Racconta Andrea Camilleri che quando era insegnante in un Regio Liceo Classico della sua Sicilia, ritenendo il suo stipendio insufficiente rispetto al lavoro effettivamente svolto, si faceva pagare a parte dai suoi studenti. Se questi avevano voglia di sapere come andava a finire un episodio dell’Illiade o l’esito di una guerra romana, dovevano sganciare: sigarette. E sempre, racconta Andrea Camilleri, i suoi studenti lo pregavano di proseguire. Più sigarette davano – all’epoca si vendevano sfuse – più imparavano.
Oggi anche lui finirebbe su You tube, nella stessa categoria del prof ripreso a fumare mentre spiega. Con questo aneddoto autobiografico, Camilleri non intendeva illustrare la sua nota passione per le bionde ma spiegava come alunni giustamente motivati – pagare se volete sapere – si predisponevano poi ad apprendere. Facendone esplicita richiesta.

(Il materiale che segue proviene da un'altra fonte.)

PR #320, opened 2025-03-26
Fix Code Quality CI: checkout action and complex function

glatterf42:
This PR intends to fix a few things about the Code Quality CI:

- It fixes a typo such that the Code Quality check will consider the changes here, not those already on `main`
- It reduces the complexity of the `cool_tech()` function to below 11, which is our accepted limit here (@adrivinca, this may serve as a template for the future, if you're interested: I have simply extracted one `if/else` clause and moved that to its own function, following the idea that every function should have one clearly defined task)
- I've also deleted the `pre-commit` cache in hopes of it now picking up the latest version of genno, which should fix the mypy errors we've been seeing in the nightly tests

Housekeeping:
- Mirror the 'fix' from khaeru/genno#166 for a mypy error.
- Adjust import of the Annotation class from sdmx1 to avoid warnings added in v2.22.

## How to review

## PR checklist

### DIFF
--- a/.github/workflows/pytest.yaml
+++ b/.github/workflows/pytest.yaml
@@ -189,7 +189,7 @@ jobs:
     steps:
     - uses: actions/checkout@v4
       with:
-        ref: ${{ needs.check.output.ref }}
+        ref: ${{ needs.check.outputs.ref }}
     - uses: astral-sh/setup-uv@v5
       with:
         cache-dependency-glob: "**/pyproject.toml"
--- a/message_ix_models/model/bare.py
+++ b/message_ix_models/model/bare.py
@@ -115,7 +115,7 @@ def get_spec(context) -> Spec:
     nodes = get_codes(f"node/{context.model.regions}")
 
     # Top-level "World" node
-    world = nodes[nodes.index("World")]
+    world = nodes[nodes.index(Code(id="World"))]
 
     # Set elements: World, followed by the direct children of World
     add.set["node"] = [world] + world.child
--- a/message_ix_models/model/disutility.py
+++ b/message_ix_models/model/disutility.py
@@ -7,7 +7,8 @@ from itertools import product
 
 import message_ix
 import pandas as pd
-from sdmx.model.common import Annotation, Code
+from sdmx.model.common import Code
+from sdmx.model.v21 import Annotation
 
 from message_ix_models import ScenarioInfo, Spec
 from message_ix_models.model.build import apply_spec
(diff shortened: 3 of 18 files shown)


glatterf42:
I have also deleted the cache entry called `setup-uv-1-x86_64-unknown-linux-gnu-3.9-...`, as this is used by the setup-uv action in the code quality run, but it doesn't seem to have any effect. 
Also, even though the linked [workflow file](https://github.com/iiasa/message-ix-models/actions/runs/14080388674/workflow?pr=320) uses `needs.check.outputs.ref` for the code quality check now, the checkout action still resolves to a0d542014d8a6908410137ec6662202c7bf8cf66, the latest commit on `main`.

I'll have to do some organizing for the Community Meeting now and can only come back to this later, I'm afraid.

khaeru:
> even though the linked [workflow file](https://github.com/iiasa/message-ix-models/actions/runs/14080388674/workflow?pr=320) uses `needs.check.outputs.ref` for the code quality check now, the checkout action still resolves to [a0d5420](https://github.com/iiasa/message-ix-models/commit/a0d542014d8a6908410137ec6662202c7bf8cf66), the latest commit on `main`.

I think that is expected. The web display on GitHub itself seems to be erroneous; the `pull_request_target` trigger always uses the version of the workflow file on the target branch, in this case `main`.

In order to debug, you can do what it says here:
https://github.com/iiasa/message-ix-models/blob/a0d542014d8a6908410137ec6662202c7bf8cf66/.github/workflows/pytest.yaml#L4-L9
in a commit with a message like "TEMPORARY Run 'pytest' workflow from PR branch"; preserve a link to the successful run; and then rebase the branch to drop the temporary commit.

glatterf42:
Thanks, I had forgotten that was necessary.

adrivinca:
Thanks, looks good to me. should we write a test for the new function?

glatterf42:
Even adding the main branch of genno to the additional requirement for mypy does not seem to resolve the errors. I don't really understand what's going on there as all these type hints are very abstract. I could dive in, but I think I should be doing other things instead. So I would opt for applying `type: ignore` if we have tests for both places where mypy raises errors and these pass.

Unfortunately, there is now another error originating from the latest release of sdmx1, and I don't really have time to look into that, either :/

khaeru:
> Unfortunately, there is now another error originating from the latest release of sdmx1, and I don't really have time to look into that, either :/

That's something I caused, so I'll step in with a commit to fix it.

khaeru:
> I'll step in with a commit to fix it.

I believe I've addressed the issues related to genno and sdmx1, so back to you @glatterf42.

glatterf42:
These tests will fail again, at least in part, because they're using the code stored on `main`. Since they were passing before, I'll merge without waiting for them.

Di segnali di fumo se ne vedono in tutte le scuole. I bagni sono così maleodoranti che quando un ragazzo torna in classe è sempre seguito da una puzza di nicotina, vi sono crocicchi di docenti sfumacchiano beatamente, e ripostigli di scope in cui bidelle e segretarie fanno una pausa sigaretta. Ovunque, naturalmente, campeggiano divieti di fumo.
Anzi, adesso che ci penso, nella mia scuola no. Però non si può fumare lo stesso perché è un luogo pubblico.

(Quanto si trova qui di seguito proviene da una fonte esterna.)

Issue #314, opened 2025-03-21
WEO_2023_PG_Assumptions_STEPSandNZE_Scenario.xlsx Not downloading properly from pip


Tyler-lc:
Also, once you have it working properly, this happens:
```
[c:\***\***message-ix-models\message_ix_models\tools\costs\regional_differentiation.py:125](file:///C:/vs_code/hyway_ssp/message-ix-models/message_ix_models/tools/costs/regional_differentiation.py:125): FutureWarning: Downcasting behavior in `replace` is deprecated and will be removed in a future version. To retain the old behavior, explicitly call `result.infer_objects(copy=False)`. To opt-in to the future behavior, set `pd.set_option('future.no_silent_downcasting', True)
```

I think this is a relatively new warning from pandas. But it is worth looking into it I guess.

khaeru:
A couple things about tracking issues:
- Parent/sub-issues should be used only when there is an actual relationship between two issues.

Un mio ricordo, ora. Il primo giorno di lezione una ragazza mi ha tagliato la strada, uscendo all’aula con la sigaretta accesa che ha poi lanciato sportivamente nel cortile. Quasi priva di esperienza, sono tornata a casa furiosa e ho scritto una lettera al preside chiedendo almeno di posizionare i posacenere nei corridoi. Pensava fosse una boutade e ne abbiamo parlato con garbo. Da non fumatore, mi ha spiegato che il divieto di fumo a scuola è difficile da far rispettare perché i prof fumano e dunque gli alunni si rifiutano di obbedire ad un “fate come dico io ma non fate come faccio io”. Giusto. Però il posacenere nel bar della scuola l’ho portato da casa, perché sino ad allora le cicche si schiacciavano nelle fessure delle finestre. Ed è l’unico dell’istituto.

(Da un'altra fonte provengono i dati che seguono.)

PR #341, opened 2025-04-30
Adjust use of data paths in tests

khaeru:
This PR adjusts the values passed to the [path_fallback(…, where=…)](https://docs.messageix.org/projects/models/en/latest/api/util.html#message_ix_models.util.path_fallback) keyword argument. Specifically:
- The "tests" location is omitted by default for any module using this function. This prevents the code from using test (fuzzed, random, or subset) data in ‘production’ real use, which could inadvertently produce incorrect results.
- Fixtures (using pytest's [monkeypatch features](https://docs.pytest.org/en/stable/how-to/monkeypatch.html#monkeypatching)) are added which append " tests" to the WHERE global in each module. This allows *only* the decorated tests to access the test data, temporarily.

**More TBA**

## How to review

**TBA**

## PR checklist

- [ ] Update doc/whatsnew.


glatterf42 (approved):
Not sure why we have these timeouts at six hours on CI, our tests should not run that long. If this is about network connectivity, could we put some lower timeout parameter (and possibly flaky/skip marks) in place to avoid using so much time? Or is there some way to resolve the root cause of these?
Otherwise, looks good to me :)

khaeru:
Thanks for the review!

> Not sure why we have these timeouts at six hours on CI, our tests should not run that long. If this is about network connectivity, could we put some lower timeout parameter (and possibly flaky/skip marks) in place to avoid using so much time? Or is there some way to resolve the root cause of these?

Looking at the logs of e.g. [this run](https://github.com/iiasa/message-ix-models/actions/runs/14785047250/job/41511938839?pr=341):
- At the very end, the log shows the job getting up to:
  ```
  [gw1] [ 99%] PASSED message_ix_models/tests/model/test_bare.py::test_create_res[settings4-expected4] 
  ```
- This means that almost all of the tests have completed, but then it times out.
- Searching the logs for `material/test_build.py::test_build_bare_res` shows only one completed test, but there are two: https://github.com/iiasa/message-ix-models/blob/ea59cd93b77603f640d3aa370c9defc8a59362d0/message_ix_models/tests/model/material/test_build.py#L30-L39
- So this is the same one test that I have set to skip on Windows on this branch.

As **mitigation**, a "timeout" parameter is a good idea, I'll look into that, or possibly also skip/xfail on macOS.

As for a **fix**, we would indeed need to look into bottlenecks in the materials build process and see where caching, better vectorization, or other approaches could help. For the Windows cases we now skip, I observed they sometimes ran long (though not 6 hours; they didn't stall/time out) but then failed with Java heap space (memory) errors. So I guess there is some interaction between high memory use and long runtimes.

Stessa scuola, sei anni dopo. Il corridoio in cui sono posizionate le mie classi ha la forma di ferro di cavallo. Frequentemente mi capita di incrociare un collega che fuma insieme agli studenti affacciati a una finestra (e presumibilmente le cicce le buttano giù) mentre dall’altro lato un altro collega tuona: “Spegnete le sigaretteeeee! Qui venite per studiare, non per fumare!!!!”. Sovente le due scene si svolgono in contemporanea, e tutto ciò rende abbastanza schizofreniche le nostre mattinate.
Anche a me non piace che si fumi a scuola, detesto vedere gli estintori zeppi di cenere e mozziconi con i segni di rossetto, mi sento offesa dalle centinaia di sigarette che si accumulano in cortile a fine mattinata, e fino a qualche tempo fa chiedevo, con cortesia, ai ragazzi in corridoio di allontanarsi, di andare fuori, dove si formano quotidianamente splendidi angoli di fumatori e di fumatrici, assai graziosi da vedere. Sembra di essere in un villaggio vacanza. Poi ho smesso anch’io. Di rimbrottare. Quando ho scoperto che nel luogo più sporco e schifoso della scuola, quello in cui le cicche sono a terra, sul pavimento spazzato vanamente più volte al giorno dalle bidelle, ci fuma solo una persona. Ed è un adulto. Né a lui, né a nessun altro dei miei colleghi avrò mai il coraggio di far spegnere una sigaretta. E allora non lo faccio più – o quasi – neanche con i ragazzi. Continuo a chiedere di posizionare dei posacenere, ma mi sento rispondere che sono illegali e che potremmo, per questo, persino finire su you tube.